(Collected data)
:::::

PR #4388, opened 2023-02-23
Fix back action collision

raksooo:
This PR fixes two different issues with our back actions. The main issue was that back actions weren't unique (e.g. `history.pop`) causing the `removeBackAction` function to remove more actions than it should. We also need to wrap the back action in a function when setting the state since it would otherwise be called.

- - -
This change is [Reviewable](https://reviewable.io/reviews/mullvad/mullvadvpn-app/4388)

### DIFF
--- a/gui/src/renderer/components/KeyboardNavigation.tsx
+++ b/gui/src/renderer/components/KeyboardNavigation.tsx
@@ -12,8 +12,14 @@ interface IKeyboardNavigationProps {
 // Listens for and handles keyboard shortcuts
 export default function KeyboardNavigation(props: IKeyboardNavigationProps) {
   const history = useHistory();
-  const [backAction, setBackAction] = useState<BackActionFn>();
+  const [backAction, setBackActionImpl] = useState<BackActionFn>();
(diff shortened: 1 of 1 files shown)


hankolsen (approved):
> *[Reviewable](https://reviewable.io/reviews/mullvad/mullvadvpn-app/4388)* status: :shipit: complete! all files reviewed, all discussions resolved

___
*[`gui/src/renderer/components/KeyboardNavigation.tsx` line 82 at r1](https://reviewable.io/reviews/mullvad/mullvadvpn-app/4388#-NOyPPX1361zBWhTIMlh:-NOyPPX2AVaFTLQOV2Sp:btq0kyl) ([raw file](https://github.com/mullvad/mullvadvpn-app/blob/578922b251624f15363ff10a6e4afb1e41c2e662/gui/src/renderer/components/KeyboardNavigation.tsx#L82)):*
> ```XML
>   }, []);
> 
>   // Each back action needs to be unique to make `removeBackAction` work. This is accomplished by
> ```

Love the describing comments!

:::::

## TASK REQUIREMENTS
Your answer should be one number: how many lines in the records above include "history".

## RESPONSE
2